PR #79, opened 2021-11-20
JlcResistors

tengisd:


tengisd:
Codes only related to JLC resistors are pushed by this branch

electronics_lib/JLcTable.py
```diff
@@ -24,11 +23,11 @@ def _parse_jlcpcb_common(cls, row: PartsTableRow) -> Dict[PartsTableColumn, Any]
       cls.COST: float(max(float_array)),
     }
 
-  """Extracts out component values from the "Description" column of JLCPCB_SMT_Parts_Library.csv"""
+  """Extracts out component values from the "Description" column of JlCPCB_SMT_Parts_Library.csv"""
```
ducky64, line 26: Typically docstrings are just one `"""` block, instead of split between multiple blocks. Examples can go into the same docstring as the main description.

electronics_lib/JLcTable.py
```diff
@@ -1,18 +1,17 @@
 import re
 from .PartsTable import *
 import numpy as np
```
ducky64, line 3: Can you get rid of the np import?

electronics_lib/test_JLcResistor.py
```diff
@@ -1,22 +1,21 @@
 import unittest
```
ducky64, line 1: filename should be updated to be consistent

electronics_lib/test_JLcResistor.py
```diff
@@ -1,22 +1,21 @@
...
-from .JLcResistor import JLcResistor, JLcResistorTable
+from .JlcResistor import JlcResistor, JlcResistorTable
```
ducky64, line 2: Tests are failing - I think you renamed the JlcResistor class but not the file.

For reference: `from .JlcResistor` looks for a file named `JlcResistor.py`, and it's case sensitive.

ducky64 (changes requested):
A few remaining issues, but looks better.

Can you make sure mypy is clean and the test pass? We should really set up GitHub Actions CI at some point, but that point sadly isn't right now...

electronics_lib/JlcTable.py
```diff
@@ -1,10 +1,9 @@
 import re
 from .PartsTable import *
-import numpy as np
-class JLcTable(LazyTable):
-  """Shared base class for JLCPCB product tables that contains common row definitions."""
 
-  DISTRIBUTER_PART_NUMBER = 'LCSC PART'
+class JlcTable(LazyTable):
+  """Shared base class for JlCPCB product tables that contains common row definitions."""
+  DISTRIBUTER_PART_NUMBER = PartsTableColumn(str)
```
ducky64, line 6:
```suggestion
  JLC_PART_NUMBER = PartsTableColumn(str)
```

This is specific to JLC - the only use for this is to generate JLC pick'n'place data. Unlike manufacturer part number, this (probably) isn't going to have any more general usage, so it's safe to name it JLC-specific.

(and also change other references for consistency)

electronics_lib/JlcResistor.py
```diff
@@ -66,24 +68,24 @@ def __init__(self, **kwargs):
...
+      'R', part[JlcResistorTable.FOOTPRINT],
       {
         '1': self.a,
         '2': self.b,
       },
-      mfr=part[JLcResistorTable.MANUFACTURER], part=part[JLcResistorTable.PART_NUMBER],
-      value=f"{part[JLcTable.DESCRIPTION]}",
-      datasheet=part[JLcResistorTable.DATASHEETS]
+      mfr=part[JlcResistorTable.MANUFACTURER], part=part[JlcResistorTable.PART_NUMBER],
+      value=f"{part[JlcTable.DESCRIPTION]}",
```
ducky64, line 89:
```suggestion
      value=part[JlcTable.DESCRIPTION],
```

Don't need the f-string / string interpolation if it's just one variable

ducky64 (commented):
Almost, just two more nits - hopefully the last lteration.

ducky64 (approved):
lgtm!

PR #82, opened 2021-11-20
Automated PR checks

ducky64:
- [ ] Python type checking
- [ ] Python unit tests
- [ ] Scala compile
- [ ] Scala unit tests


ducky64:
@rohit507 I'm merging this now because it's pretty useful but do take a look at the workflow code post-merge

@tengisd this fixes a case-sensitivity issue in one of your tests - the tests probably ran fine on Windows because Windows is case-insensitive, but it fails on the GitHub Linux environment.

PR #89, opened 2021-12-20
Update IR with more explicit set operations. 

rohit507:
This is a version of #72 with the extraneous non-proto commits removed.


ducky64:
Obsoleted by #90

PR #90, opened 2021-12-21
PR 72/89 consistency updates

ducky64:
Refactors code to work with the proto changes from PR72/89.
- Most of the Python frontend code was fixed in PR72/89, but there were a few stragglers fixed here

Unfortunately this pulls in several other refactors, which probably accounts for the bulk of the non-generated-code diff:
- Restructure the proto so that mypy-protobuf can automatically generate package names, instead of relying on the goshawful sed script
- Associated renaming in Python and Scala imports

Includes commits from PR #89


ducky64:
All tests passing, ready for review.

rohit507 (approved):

-- -- --

Task to complete: Look through the material above and print exactly the lines from the one containing "Obsoleted by #90" to the one containing "- Most of the", both included, and nothing more.

Your solution:
Obsoleted by #90

PR #90, opened 2021-12-21
PR 72/89 consistency updates

ducky64:
Refactors code to work with the proto changes from PR72/89.
- Most of the Python frontend code was fixed in PR72/89, but there were a few stragglers fixed here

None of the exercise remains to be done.